Talud Terkikis, Rumah Warga Terancam Hanyut

Talud Terkikis, Rumah Warga Terancam Hanyut

296
AMBROL – Warga bergotongroyong membersihkan puing bagian rumah yang ambrol akibat terkikis arus deras di Desa Babadan, Karangdowo, Rabu (13/2). Joglosemar/Angga Purnama

KLATEN – Rumah milik Abdullah Satari (51) warga Dukuh Babadan, Desa Babadan, Kecamatan Karangdowo ambrol dan terancam hanyut. Pasalnya, talud Kali Blora yang berada dekat fondasi rumah terkikis arus deras.

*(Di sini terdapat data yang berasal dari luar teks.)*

Issue #47, opened 2017-01-08
Change lazy-loading of types (webonyx 0.8 blocker)


tractorcow:
As of https://github.com/webonyx/graphql-php/issues/35, we need to modify the way that types are lazy-loaded. This is a blocker to upgrading to 0.8 of the webonyx/graphql-php library.

## Pull requests
- [ ] https://github.com/silverstripe/silverstripe-asset-admin/pull/474
- [ ] https://github.com/silverstripe/silverstripe-graphql/pull/98

PR #98, opened 2017-05-12
Fix types no longer return callbacks

flamerohr:
This opens up the option to upgrade to `graph-php@0.8`

Fixes https://github.com/silverstripe/silverstripe-graphql/issues/47

Dependencies https://github.com/silverstripe/silverstripe-asset-admin/pull/474

### DIFF
--- a/src/Scaffolding/Scaffolders/MutationScaffolder.php
+++ b/src/Scaffolding/Scaffolders/MutationScaffolder.php
@@ -32,9 +32,7 @@ class MutationScaffolder extends OperationScaffolder implements ManagerMutatorIn
         return [
             'name' => $this->operationName,
             'args' => $this->createArgs(),
-            'type' => function () use ($manager) {
-                return $manager->getType($this->typeName);
-            },
+            'type' => $manager->getType($this->typeName),
             'resolve' => $this->createResolverFunction(),
         ];
     }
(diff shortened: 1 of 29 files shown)


tractorcow:
Wow good job. I thought this work would be a lot harder than it was.

I suggest either @unclecheese or @chillu to review this given their proximity to this module.

chillu:
Yep, as you expected @tractorcow, it's not that easy. I've amended Chris' PR with the other uses where `type()` returns a function rather than a value, and you can see all kinds of unit tests failing.

unclecheese:
Yeah, this change is going to completely hose all the scaffolding stuff. I've been dreading this upgrade.

flamerohr:
Yeah, I didn't think this was the complete work... I was waiting for travis to run unit tests, as they seem to run even slower on my own computer.
I'm still trying out some other things like adding callback wrapper to the `'fields'` property in `ObjectType`.

What I've done so far is only tested with asset-admin currently, and I'm building on top of this as I go along :D Quite new to all these layers of building types and scaffolding in PHP, so it's taking me a bit of time to get the theory into my head.

src/Scaffolding/Scaffolders/MutationScaffolder.php
```diff
@@ -29,6 +29,11 @@ public function addToManager(Manager $manager)
      */
     public function scaffold(Manager $manager)
     {
+        $name = $this->typeName;
+        if (!$manager->hasType($name) && method_exists($this, 'generateInputType')) {
+            $manager->addType($this->generateInputType(), $name);
```
tractorcow: I think we need to move this to an interface, and then use `$this instanceof TheInterface` to promote good type cohesion. On the interface you can explain what this type does. :)

unclecheese: Interfaces can't use non-public methods. :(

PR #106, opened 2017-06-27
FIX namespaces in docs

phalkunz:
Issue: https://github.com/silverstripe/silverstripe-framework/issues/5757


phalkunz:
https://github.com/silverstripe/silverstripe-reports/pull/77

PR #111, opened 2017-07-25
WIP: RFC/API: Refactor authentication to use middleware

robbieaverill:
This PR acts as a WIP RFC, which replaces the authentiation handler and AuthenticatorInterfaces with HTTPMiddleware implementations.

High level changes:

* `Auth\Handler` and `AuthenticatorInterface`s removed
* `SessionAuthenticatorMiddleware` and `BasicAuthenticatorMiddleware` added, the former of which is enabled by default
* `Manager` is now used as a singleton (instead of get/set to preserve the state in `Controller`), and handles the member context instead of `Handler`
* Construction of the `Manager` from configuration is moved to a middleware and stored as an injectable service
* Setting the versioned stage is moved to a middleware

The CORS configuration could probably be moved to a middleware implementation as well.

This change would remove a reasonable amount of complexity from the module, reduces coupling slightly and allows for other types of authentication middleware to be added more easily than the existing AuthenticatorInterface implementations.

If we're happy with this approach I'll add new tests as necessary (there's not much logic to test now!) and update the documentation to reflect the new changes.


_config/config.yml
```diff
@@ -33,3 +33,15 @@ SilverStripe\GraphQL\Controller:
     Allow-Headers: 'Authorization, Content-Type'
     Allow-Methods:  'GET, POST, OPTIONS'
     Max-Age:  86400  # 86,400 seconds = 1 day.
+
+SilverStripe\Core\Injector\Injector:
```
Firesphere: This seems to be unneeded if applied the right way? This looks like an addition that should not be needed?

src/Controller.php
```diff
@@ -69,18 +62,13 @@ public function index(HTTPRequest $request)
...
-            $member = $this->getAuthHandler()->requireAuthentication($request);
-            if ($member) {
-                $manager->setMember($member);
-            }
+            $manager = Manager::singleton();
 
             // Check authorisation
             $permissions = $request->param('Permissions');
             if ($permissions) {
+                $member = $manager->getMember();
```
Firesphere: Why `Manager::getMember` if `Security` has the `getCurrentMember` readily available?

src/Middleware/BasicAuthenticationMiddleware.php
```diff
@@ -0,0 +1,28 @@
...
+namespace SilverStripe\GraphQL\Middleware;
+
+use SilverStripe\Control\HTTPRequest;
+use SilverStripe\Control\HTTPResponse;
+use SilverStripe\GraphQL\Manager;
+use SilverStripe\Control\Middleware\HTTPMiddleware;
+use SilverStripe\ORM\ValidationException;
+use SilverStripe\Security\BasicAuth;
+
+class BasicAuthenticationMiddleware implements HTTPMiddleware
```
Firesphere: Doesn't the Framework::BasicAuth already handle this? It seems a bit a double up?

src/Middleware/RegisterManagerMiddleware.php
```diff
@@ -0,0 +1,27 @@
...
+use SilverStripe\Core\Config\Config;
+use SilverStripe\Core\Injector\Injector;
+use SilverStripe\GraphQL\Controller;
+use SilverStripe\GraphQL\Manager;
+
+/**
+ * Instantiates a GraphQL Manager class as a singleton with its own procedural configuration context
+ * so that it can be used further in the request
+ */
+class RegisterManagerMiddleware implements HTTPMiddleware
```
Firesphere: As above, I'm slightly confused as to what the added value is here to using a separate authentication method, while it is already in framework?

robbieaverill:
You're right! Now that middleware runs first we don't need any authenticators any more and can just ask for the current member for context, will test and update

Firesphere:
Heh, that's a great summary of my thoughts indeed, I don't believe the GraphQL module needs it's own authentication anymore with the given Framework Middlewares. 

It would also greatly clean up this module of unnecessary overhead I think?

robbieaverill:
Ok, so for now I'm going to leave this the way it is, because:

* We don't have a basic authentication handler that would be compatible with middleware based auth, since basic auth only provide a "log in" mechanism, but handles its own "login form". Other forms are not relevant, and I'm not sure at a glance whether the `Security` class is able to handle null returns from this method, since it and a few others are required by the `Authenticator` interface
* The doc block in `AuthenticationHandler` references a basic auth handler which doesn't exist, however seeing as the only implementations of this interface are cookie and session it looks like this is the wrong place to be putting basic auth anyway (?)
* It doesn't look like we can protect certain routes via configuration with basic auth at the moment, only theoretically apply it as global middleware (notes above). It could be done via `_config.php` but seems like it should be possible with middleware config in YAML
* I think the GraphQL controller would benefit from some of this middleware abstraction, especially going further than what's in this PR at the moment and separating CORS handling as well

That said, I agree that we should be able to remove the authenticators from this module very soon.

@Firesphere do you have some more insight into the differences between `Authenticator` (interface), `AuthenticatorInterface` and handlers?

My assumption is that we'd need to add an `AuthenticationHandler` (despite note above about it possibly being wrong) since the `AuthenticatorMiddleware` accepts these in `setAuthenticationHandlers`. If this is true, we could add a basic auth handler as a middleware wrapper and apply it via config. The handler might look like this:

```php
class BasicAuthenticationHandler implements AuthenticationHandler
{
    /**
     * Try to authenticate a member with basic authentication
     *
     * {@inheritDoc}
     */
    public function authenticateRequest(HTTPRequest $request)
    {
        try {
            return BasicAuth::requireLogin($request, 'Restricted');
        } catch (HTTPResponse_Exception $ex) {
            throw new ValidationException($ex->getMessage());
        }
    }

    public function logIn(Member $member, $persistent = false, HTTPRequest $request = null)
    {
        // no op
    }

    public function logOut(HTTPRequest $request = null)
    {
        // no op
    }
}
```

This can be applied via route specific config (using the code in this PR too) like so:

```yaml
  GraphQLController:
    class: SilverStripe\Control\Middleware\RequestHandlerMiddlewareAdapter
    properties:
      RequestHandler: %$SilverStripe\GraphQL\Controller
      Middlewares:
        registermanager: %$SilverStripe\GraphQL\Middleware\RegisterManagerMiddleware
        versioned: %$SilverStripe\GraphQL\Middleware\VersionedMiddleware
        basicauth: %$GraphQLAuthenticationMiddleware

  GraphQLAuthenticationMiddleware:
    class: SilverStripe\Security\AuthenticationMiddleware
    properties:
      AuthenticationHandler: %$GraphQLAuthenticationHandler

  GraphQLAuthenticationHandler:
    class: SilverStripe\Security\RequestAuthenticationHandler
    properties:
      Handlers:
        basicauthhandler: %$SilverStripe\Security\MemberAuthenticator\BasicAuthenticationHandler
```

So it is doable, but it's not pretty right now. I don't think I should have to re-define a set of core security components in injector config to be able to achieve this.

Perhaps this needs to be moved to a framework issue for further discussion...?

_config/config.yml
```diff
@@ -33,3 +33,15 @@ SilverStripe\GraphQL\Controller:
...
+  GraphQLController:
+    class: SilverStripe\Control\Middleware\RequestHandlerMiddlewareAdapter
```
unclecheese: We're trying to eliminate the use of arbitrary names for services and make them predictable, using the pattern `FQCN\Interface\Name.variant`, e.g. `League\Flysystem\Filesystem.public`.

In this case, you don't have an interface, so the ideal fix is to create one, but otherwise just use the base class. 
```yml
SilverStripe\Control\Middleware\RequestHandlerMiddlewareAdapter.graphql:
  class: SilverStripe\Control\Middleware\RequestHandlerMiddlewareAdapter
  ...
```

More info:

https://github.com/silverstripe/silverstripe-framework/issues/6642

robbieaverill: Sure, I think the second option is better personally - what do you think?

unclecheese:
Love the new `Manager` middleware. Having the manager as a first class service has huge implications for so much of the scaffolding API that requires a `$manager` instance to be passed around explicitly, creating a lot of unnecessary acrobatics. The next logical step would be a `ManagerAware` trait/interface that injects the inflated `Manager` instance on any classes that need it.

Overall, really nice cleanup. Keen to hear from @Firesphere on the auth stuff, as I'm still learning my way around it too.

src/Controller.php
robbieaverill: Because the member context for a request may not be the same as what is in Security

src/Middleware/BasicAuthenticationMiddleware.php
robbieaverill: It doesn't, but it needs to - logged as https://github.com/silverstripe/silverstripe-framework/issues/7268

src/Middleware/RegisterManagerMiddleware.php
robbieaverill: This is important actually - it's initialising the GraphQL manager as a service early on so it can be used as a singleton by the app, this is not related to authentication

src/Middleware/SessionAuthenticationMiddleware.php
```diff
@@ -0,0 +1,21 @@
...
+class SessionAuthenticationMiddleware implements HTTPMiddleware
+{
+    public function process(HTTPRequest $request, callable $delegate)
+    {
+        /** @var \SilverStripe\Security\Member $member */
+        if ($member = Security::getCurrentUser()) {
+            Manager::singleton()->setMember($member);
+        }
+        return $delegate($request);
+    }
```
robbieaverill: We can probably do away with this class since the Manager will fall back to it anyway

src/Middleware/BasicAuthenticationMiddleware.php
Firesphere: Right, nice catch on that!

src/Controller.php
Firesphere: Hmmm, valid reasoning there. I feel, however, it would be better to split out the authentication part.

Making it two separate modules, one doing the graphql and one doing the graphql security handling.

Admitted, I'm unsure at this moment how to do that though, so at it's current state, I'd say fair enough :D

src/Middleware/SessionAuthenticationMiddleware.php
Firesphere: Seems to be indeed. Another option would be to utilize it in another way, but for now it seems to be just overhead? If I fall back to the default middleware chain it seems to work.

src/Middleware/VersionedMiddleware.php
```diff
@@ -0,0 +1,20 @@
...
+{
+    public function process(HTTPRequest $request, callable $delegate)
+    {
+        $stage = $request->param('Stage');
+        if ($stage && in_array($stage, [Versioned::DRAFT, Versioned::LIVE])) {
+            Versioned::set_stage($stage);
+        }
+        return $delegate($request);
+    }
+}
```
Firesphere: I'm unsure if Versioned should be part of GraphQL?

src/Controller.php
robbieaverill: In fairness, if we decided to remove the member state from Manager and have it always be provided by `Security::getCurrentMember`, *and* the controller becomes middleware aware, then authentication could be completely removed from GraphQL and just handled by middlewares

src/Middleware/VersionedMiddleware.php
robbieaverill: This is existing code, I imagine it's fairly important for the asset admin client

Firesphere: Right. Fair enough, it was marked as green, so I assumed it was new :)

Firesphere:
I've added a few comments based on a quick look and try of the code. In general, I'd say it's definitely a step in the better direction. I would prefer to have any authentication/authorization to be handled by the framework itself, but there are valid reasons to not do that right away.

I'd much prefer Security and any auth related things to be extracted into a separate module, but I don't see a direct solution to that right now that would cover all bases (also, possibly because it's almost 11PM and I'm testing/reading this all while I'm gaming :P )

src/Controller.php
robbieaverill: I think this is feasible. Middlewares can use `Security::setCurrentMember` to provide it, GraphQL could just read from that.

src/Middleware/BasicAuthenticationMiddleware.php
robbieaverill: Ok so the implication of removing the basic auth handler from this module and using a core middleware would be that the request is authenticated outside of the GraphQL controller, which means we can't format the response nicely

robbieaverill: For the record, this middleware doesn't do this either

_config/config.yml
unclecheese: Yeah, that's fine for now. Ideally we want to be injecting on interfaces, but there is plenty of precedent right now for using the base class.

robbieaverill:
I'm gonna close this. It's so old now that it probably needs to be rebuilt from ground up, and was WIP anyway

Dari informasi yang dihimpun Joglosemar, arus di Kali Blora yang merupakan anak Kali Dengkeng itu menjadi deras pasca hujan deras yang mengguyur sejumlah wilayah di Klaten sejak Selasa (12/2) sore. Menurut Abdullah, talud sudah terkikis sejak tiga tahun yang lalu namun belum mendapatkan penanganan. Hujan yang turun hampir semalaman itu membuat arus menjadi deras dan meluap hingga ke pinggir bibir talud. “Bahkan hampir mencapai badan jembatan kecil yang berada di samping rumah saya. Kalau dari amblasnya bangunan diperkirakan sudah terkikis dengan kedalaman tiga meter,” ujarnya saat ditemui wartawan.

Baca Juga :  Tjokro Hotel Klaten, Upacara Sembari Mengenalkan Ikon Lurik Klaten

Ia menjelaskan bagian rumah yang ambrol tersebut berisi ternak unggas berupa bebek, sekitar 60 ekor beserta dengan kandangnya. Semua ternak yang berada di dalam mati tertimba material bangunan. Beruntung peristiwa amblasnya rumah itu tidak menimbulkan korban jiwa maupun luka. Meski begitu, ia mengaku mengalami kerugian materiil yang diperkirakan mencapai Rp 50 juta. “Saat kejadian saya berada di luar kota. Sedangkan istri saya tengah berada rumah bagian depan dan kedua anak saya masih sekolah. Tiba terdengar suara kretek-kretek dan akhirnya amblas. Bagian belakang rumah saya ini memang berisi itik dan rencananya saya mau gunakan untuk ternak kambing,” paparnya. Luas lahan rumah Abdulah yang ambrol sekitar 3 x 25 meter persegi.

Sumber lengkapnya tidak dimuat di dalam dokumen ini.